The California Supreme Court’s Landmark Decision in Dynamex
On April 30, 2018, the California Supreme Court issued its groundbreaking decision in Dynamex Operations West, Inc. v. Superior Court (2018) 4 Cal.5th 903. There, the Supreme Court upended decades of settled law in California by adopting a new legal standard for determining whether workers are employees or independent contractors. Specifically, the Supreme Court adopted the “ABC Test”, requiring companies to satisfy each of three criteria to establish independent contractor status under certain California laws:
(A) that the worker is free from the control and direction of the hiring entity in connection with the performance of his or her work, both contractually and in fact; and
(B) that the worker performs work outside the usual course of the hiring entity’s business; and
(C) that the worker is customarily engaged in an independently established trade, occupation, or business of the same nature as the work performed.
Prior to Dynamex, independent contractor status was determined by a multi-factor test derived from a 1989 case entitled S.G. Borello & Sons Inc. v. Department of Industrial Relations (1989) 48 Cal.3d 341. The Borello Test called for an analysis of several factors, no one factor being determinative of independent contractor status.
In Dynamex, the Supreme Court rejected the Borello Test, holding that businesses were subject to the ABC Test for “wage order” claims (i.e., claims that arise from the California wage orders promulgated by the Industrial Welfare Commission). The decision predictably sent shockwaves throughout the business community, especially as it left open a host of questions, chief among them being whether businesses would be subject to the ABC Test for non-wage order claims as well. As Locke Lord Partner Richard Reibstein rightly noted, “Dynamex instantly turned tens of thousands of businesses in scores of industries that were operated for years in compliance with settled law into companies that, overnight, might be operating outside of the law.” [See How to Operate in California with Independent Contractors After AB5 Bill Is Signed.]
AB5 Codifies and Further Clarifies the Reach of Dynamex
After several months of intense negotiations (and lobbying), and multiple rounds of revisions, the passage of AB5 now has codified the Supreme Court’s Dynamex decision. Not only does AB5 enshrine Dynamex, it provides that Dynamex is applicable to both wage order claims and non-wage order claims, including claims under the unemployment and disability benefits laws in California. That means workers classified as employees under Dynamex may also be entitled to other employment benefits, such as paid sick days and claims for business expense reimbursements.
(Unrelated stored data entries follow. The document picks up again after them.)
PR #330, opened 2015-07-23
More help/argparse cleanup

trhoden:
Most of what I had intended to under http://tracker.ceph.com/issues/12083 got split out into different issues and have already been resolved (Yay!).

This is just a couple of minor things that I had queued up that didn't go in yet.

The `prog` variable in the argparse namespace always confused me.  It's called out as an "ugly kludge", but it's not actually used anywhere.  Kill it!

### DIFF
--- a/ceph_deploy/admin.py
+++ b/ceph_deploy/admin.py
@@ -59,7 +59,7 @@ def make(parser):
         'client',
         metavar='HOST',
         nargs='+',
-        help='host to configure for ceph administration',
+        help='host to configure for Ceph administration',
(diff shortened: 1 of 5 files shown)


dmick:
I think the point of prog had been to pass the name of the program down to the subparsers for error messages.  I imagine it went away when the logging got all Technicolor.

trhoden:
Makes sense, Dan.  I didn't go far enough back into history to see what it was ever used for, but I don't think it's been used in at least a year. :)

However, AB5 did not survive the lobbying process unscathed, as over 50 industries and types of businesses are exempt from AB5, including:
Notably absent from the excepted list are drivers and couriers who work for ride-sharing applications such as Uber and Lyft. Critically, it is important to note that the exemption of a business from AB5 does not automatically establish that workers in that industry are classified properly. For those businesses, independent contractor status still must be established by satisfying the multi-factor Borello Test.
Navigating the Classification Issue After Passage of AB5
While the passage of AB5 means more companies will be subject to the stringent ABC Test for both wage order and non-wage order claims starting January 1, 2020, it also clarifies the scope of Dynamex. So it provides companies with the opportunity to rethink, reconfigure, and implement new policies and practices to reduce the likelihood of costly litigation. That is not to suggest AB5 is without ambiguity; how the courts actually apply it is evolving and presents its own set of challenges. However, AB5, if nothing else, reasserts California’s pursuit of protecting employees in California. By planning ahead, companies can get a clearer picture of the risks to which their business model may expose them and adjust their approaches to worker classification to avoid problems down the road.